▶ [Aim of the exercise]
When you copy the entries, keep every word exactly as it stands.

(Records from a collection)
Start of Block

PR #3070, opened 2025-05-26
objects: rename similar object IDs

lahm86:
#### Checklist

#### Description

This renames similar objects IDs across both games. So for example, TR1 used to have only `O_FALLING_BLOCK`, and TR2 had three variants, so TR1's object is now `O_FALLING_BLOCK_1`. The others are more related to Lara's animation types.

End of Block

▶ [Answer section]
PR #3070, opened 2025-05-26
objects: rename similar object IDs

lahm86:
#### Checklist

#### Description

This renames similar objects IDs across both games. So for example, TR1 used to have only `O_FALLING_BLOCK`, and TR2 had three variants, so TR1's object is now `O_FALLING_BLOCK_1`. The others are more related to Lara's animation types.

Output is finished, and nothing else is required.